En Autriche, les tentatives d’intervention sur le stress professionnel sont souvent individuelles. Elles consistent à améliorer l’adaptation de l’individu à son environnement. Trois raisons permettent d’expliquer cette tendance. Tout d’abord, les problèmes de stress professionnel sont considérés comme liés aux individus, dans leur incapacité à faire face aux exigences que leur impose leur travail. Ensuite, pour une question de stabilité et de repères, il est important que l’organisation en tant que telle ne soit pas bouleversée par le traitement de ce problème. Enfin, il est plus simple de traiter l’effet d’interventions individuelles que l’efficacité à l’échelle de l’organisation.
Les initiatives mises en place prennent ainsi souvent la forme de formations en management du stress, gestion de l’information, travail en équipe,… Des plannings de développement professionnel sont aussi monnaie courante.

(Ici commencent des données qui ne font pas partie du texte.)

PR #1051, opened 2026-06-10
The runregression system was silently failing to do anything if a user requested to run a particular test (or tests) and those names did not match anything in our test suite.

JunoRavin:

Aux Pays-Bas, la pression professionnelle a un impact financier de taille, à la fois en perte de productivité et en frais médicaux. Pour y faire face, les employeurs ont fini par faire une « sélection à la porte d’entrée » des salariés les plus résistants et motivés. Alarmés, les pouvoirs publics ont mis en place des initiatives pour lutter contre le stress et adopté, au début des années 1990, une Loi sur les Conditions de Travail (LCT), mise en vigueur en 1999.
En substance, la LCT rénove l’approche de la santé. D’une part, elle en donne une définition positive, considérant la santé non pas comme une simple absence de maladie, mais comme la présence d’un bien-être physique et psychologique. D’autre part, la LCT met l’accent sur la prévention et non plus sur la sanction, grâce à de nouveaux dispositifs d’information, d’évaluation, de R&D, …
Dans ce contexte, des Services de Santé et de Sécurité au Travail (SSST) ont été créés, dont la mission consiste à donner des avis organisationnels (listes de contrôle et questionnaires d’auto-rapport), à évaluer les risques psychosociaux (STRESSOMAT mesurant les réactions cardiovasculaires au stress), à mettre en œuvre et coordonner des mesures de diminution du stress. Cette initiative a eu un tel retentissement qu’en 1998, 95% des entreprises hollandaises avaient conclu un accord avec une SSST.
En conclusion, s’il est encore trop tôt pour juger de l’efficacité de ces mesures, les effets positifs initiaux de réduction des taux d’absentéisme et d’incapacité sont actuellement en train de s’estomper. En outre, le cadre juridique reste difficile à mettre en place, notamment à cause de divergences entre employeurs - qui souhaiteraient une distinction claire entre « stress professionnel » et stress en général - et syndicats – qui fustigent le statut privé des SSST -. Enfin, si l’évaluation des risques psychosociaux est en nette progression puisqu’elle concerne 90% des entreprises de plus de 100 salariés, elle ne concerne que 33% des entreprises de moins de 10 salariés. Encore peu répandue, la prévention du stress lié au travail gagne peu à peu en importance.
Le modèle néerlandais offre un certain nombre d’enseignements. Tout d’abord, les Pays-Bas ont montré qu’une politique gouvernementale active pouvait définitivement mettre fin au tabou du stress au travail. Ensuite, la législation sur les conditions de travail devrait non seulement aborder les questions de santé et de sécurité traditionnelles, mais également les caractéristiques psychosociales du stress (contenu, relations sociales, …), pour garantir une protection moderne des travailleurs. Enfin, la combinaison de mesures législatives avec la mise en place de services de santé et de sécurité au travail permet d’inciter les entreprises à prendre des mesures, même si les PME manquent souvent de compétences spécialisées en matière d’évaluation et de prévention des risques. Peut-être qu’une orientation donnée par les organisations sectorielles permettrait de renforcer l’efficacité de ce genre d’initiatives.